I don't think it would be useful to actually discuss this, since I expect the cruxes for our disagreement are elsewhere, but since it is a direct disagreement with my position, I'll state (but not argue for) my position here:
(There's a decent chance that I don't reply to replies to this comment.)
Perfectly reasonable for you to not reply like you said, though I think it's worthwhile for me to at least clarify one point:
I don't think a competent-at-human-level system doesn't know about deception, and I don't think a competent-at-below-human-level system can cause extinction-level catastrophe
A model which simply "doesn't know about deception" isn't the only (or even the primary) situation I'm imagining. The example I gave in the post was a situation in which the model hadn't yet "figured out that deception is a good strategy," which could be:
or some other reason. I don't necessarily want to take a stand on which of these possibilities I think is the most likely, as I think that will vary depending on the training process. Rather, I want to point to the general problem that a lot of these sorts of possibilities exist such that, especially if you expect adversaries in the environment, I think it will be quite difficult to eliminate all of them.
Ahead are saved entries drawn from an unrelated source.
PR #213, opened 2019-08-26
problem with CombineLayer after ConvLayer

squarenabla:
test Data.get_common_data for two sources with equal shape. Expecting to get the same shape. 
The behavior is required by CombineLayer with param `kind=add`. Common shape has to be the same as the shape of two inputs to do addition.

### DIFF
--- a/tests/test_TFNetworkLayer.py
+++ b/tests/test_TFNetworkLayer.py
@@ -384,6 +384,48 @@ def test_activation_layer_net_construct_two_out():
     assert_equal(v.tolist(), [[[0, 0], [0, 0], [2, 2]]])
 
 
+def test_cnn_building_block():
+  with make_scope() as session:
+    num_inputs = 192
+    channel_num = 32
+    feature_dim = 6
+    filters = 32
+    filter_size = (3, 3)
+    config = Config()
+    config.update({
+      "num_inputs": num_inputs,
+      "num_outputs": filters,
+      "network": {
+        "split": {"class": "split_dims", "axis": "f", "dims": (channel_num, feature_dim), "from": ["data"]},
+        "swap_axes": {"class": "swap_axes", "axis1": "s:1", "axis2": "f", "from": ["split"]},
+        "c1": {"class": "conv", "n_out": filters, "filter_size": filter_size, "auto_use_channel_first": False,
+               "strides": (1, 1), "dilation_rate": (1, 1), "padding": "SAME", "activation": None, "with_bias": False,
+               "from": "swap_axes"},
+        "bn1": {"class": "batch_norm", "from": "c1"},
+        "y1": {"class": "activation", "activation": "relu", "batch_norm": False, "from": "bn1"},
+        "c2": {"class": "conv", "n_out": filters, "filter_size": filter_size, "auto_use_channel_first": False,
+               "strides": (1, 1), "dilation_rate": (1, 1), "padding": "SAME", "activation": None, "with_bias": False,
+               "from": "y1"},
+        "p": {"class": "combine", "kind": "add", "from": ["c2", "swap_axes"]},
+        "bn2": {"class": "batch_norm", "from": "p"},
+        "y2": {"class": "activation", "activation": "relu", "batch_norm": False, "from": "bn2"},
+
+        "out_pool": {"class": "reduce", "mode": "avg", "axes": "s:1", "keep_dims": False, "from": "y2"},
+        "output": {"class": "copy", "from": ["out_pool"], "is_output_layer": True}
+      }})
+    network = TFNetwork(config=config, train_flag=True)
+    network.construct_from_dict(config.typed_value("network"))
+    session.run(tf.global_variables_initializer())
+    out = network.layers["output"].output.placeholder
+    n_batch = 5
+    seq_len = 10
+    seq_lens = numpy.array([10, 10, 10, 10, 10], dtype=numpy.int32)
+    feed = {network.extern_data.get_default_input_data().placeholder:
+            numpy.random.rand(n_batch, seq_len, num_inputs).astype('f'),
+            network.extern_data.get_default_input_data().size_placeholder[0]: seq_lens}
+    v = session.run(out, feed_dict=feed)
+
+
 def test_combine_layer_net_construct():
   with make_scope() as session:
     net_dict = {
--- a/tests/test_TFUtil.py
+++ b/tests/test_TFUtil.py
@@ -469,6 +469,22 @@ def test_Data_copy_compatible_to_batch_feature_is_dynamic():
   assert_equal(t.get_size_dim_tag(0), dec.get_time_dim_tag())
 
 
+def test_Data_get_common_data_extra_static_spatial():
+  d1 = Data(name='t', shape=(None, 32, 128), dtype='float32', auto_create_placeholders=True)
+  d2 = Data(name='r', shape=(None, 32, 128), dtype='float32', auto_create_placeholders=True)
+  d2.get_size_dim_tag(0).declare_same_as(d1.get_size_dim_tag(0))
+  common = Data.get_common_data([d1, d2], warnings_out=sys.stdout)
+  assert d1.shape == common.shape
+
+
+def test_Data_get_common_data_extra2_static_spatial():
+  d1 = Data(name='t', shape=(None, 32, 32, 128), dtype='float32', auto_create_placeholders=True)
+  d2 = Data(name='r', shape=(None, 32, 32, 128), dtype='float32', auto_create_placeholders=True)
+  d2.get_size_dim_tag(0).declare_same_as(d1.get_size_dim_tag(0))
+  common = Data.get_common_data([d1, d2], warnings_out=sys.stdout)
+  assert d1.shape == common.shape
+
+
 def test_Data_copy_compatible_to_get_common_data_auto_feature_non_sparse():
   d1 = Data(name='t', shape=(None,), dtype='int32', batch_dim_axis=None, feature_dim_axis=None,
             auto_create_placeholders=True)  # placeholder for specific spatial dim-tag
--- a/TFUtil.py
+++ b/TFUtil.py
@@ -2173,7 +2173,7 @@ class Data(object):
       common = common.copy()
       # Note: we don't use copy_extend_with_beam because we don't want to create any ops in the TF graph at this point.
       common.beam_size = max([s.beam_size or 0 for s in sources])
-    is_equal_opts = dict(ignore_feature_dim=True)
+    is_equal_opts = dict(ignore_feature_dim=True, allow_same_spatial_dim=True)
     all_dim_tags, tags_dict = DimensionTag.get_all_dimension_tags(sources, is_equal_opts=is_equal_opts)
     # Note: We cannot compare len(all_dims_tags) to len(shape) as e.g. shape (B,1,1,D) would have only 3 dim tags.
     largest_dim_tags, _ = DimensionTag.get_all_dimension_tags([common], is_equal_opts=is_equal_opts)


albertz:
Do I have access to your repo? So that I can push a fix to this branch?
Or do you fix it yourself?

squarenabla:
I think you don't have the access, but I can pull from master if you do any changes there

tests/test_TFUtil.py
```diff
@@ -469,6 +469,15 @@ def test_Data_copy_compatible_to_batch_feature_is_dynamic():
   assert_equal(t.get_size_dim_tag(0), dec.get_time_dim_tag())
 
 
+def test_Data_get_common_data():
+  d1 = Data(name='t', shape=(None, 32, 128), dtype='float32', batch_dim_axis=0, time_dim_axis=1, feature_dim_axis=3,
+            auto_create_placeholders=True)
+  d2 = Data(name='r', shape=(None, 32, 128), dtype='float32', batch_dim_axis=0, time_dim_axis=1, feature_dim_axis=3,
+            auto_create_placeholders=True)
+  common = Data.get_common_data([d1, d2], warnings_out=sys.stdout)
+  assert d1.shape == common.shape
```
albertz: The test is actually wrong. Because you create individual placeholders for each, it will create two different independent sizes. So the common shape should be `(None, None, 32, 128)`.

squarenabla: But that's the case for the combine layer, where I have two placeholders as an input.

albertz: If you want that you get your expected result, you would need to add this:
```
d2.get_size_dim_tag(0).declare_same_as(d1.get_size_dim_tag(0))
```

albertz: I'm speaking about the size placeholders, and their dimension tags. They should be the same. Or if they are not, the question is, why are they not the same. Anyway, `Data.get_common_shape` behaves correct here.

squarenabla:
https://github.com/rwth-i6/returnn/blob/da95d40a5c1affd54bc1c57d9820786f1fd12d8e/TFNetworkLayer.py#L5608
simply doesn't work because the `common_data.shape` is different from the shape of the inputs

albertz:
> I think you don't have the access, but I can pull from master if you do any changes there

But that's not the purpose of pull request. The commit should end up here.

albertz:
> https://github.com/rwth-i6/returnn/blob/da95d40a5c1affd54bc1c57d9820786f1fd12d8e/TFNetworkLayer.py#L5608
> 
> 
> simply doesn't work because the `common_data.shape` is different from the shape of the inputs

It does work correctly. See my comment on `get_common_data`.

tests/test_TFUtil.py
squarenabla: But I need that behavior here
 https://github.com/rwth-i6/returnn/blob/da95d40a5c1affd54bc1c57d9820786f1fd12d8e/TFNetworkLayer.py#L5608

squarenabla:
> > https://github.com/rwth-i6/returnn/blob/da95d40a5c1affd54bc1c57d9820786f1fd12d8e/TFNetworkLayer.py#L5608
> > 
> > simply doesn't work because the `common_data.shape` is different from the shape of the inputs
> 
> It does work correctly. See my comment on `get_common_data`.

You mean this? 
https://github.com/rwth-i6/returnn/blob/da95d40a5c1affd54bc1c57d9820786f1fd12d8e/TFUtil.py#L2190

Yes, good point. I'd make the same claim with "doesn't know about deception" replaced by "hasn't figured out that deception is a good strategy (assuming deception is a good strategy)".
Humans who believe in God still haven't concluded that deception is a good strategy, and they have similar evidence about the non-omnipotence and non-omnibenevolence of God as an AI might have for its creators.
(Though maybe I'm wrong about this claim--maybe if we ask some believers they would tell us "yeah I am just being good to make it to the next life, where hopefully I'll have a little more power and freedom and can go buck wild.")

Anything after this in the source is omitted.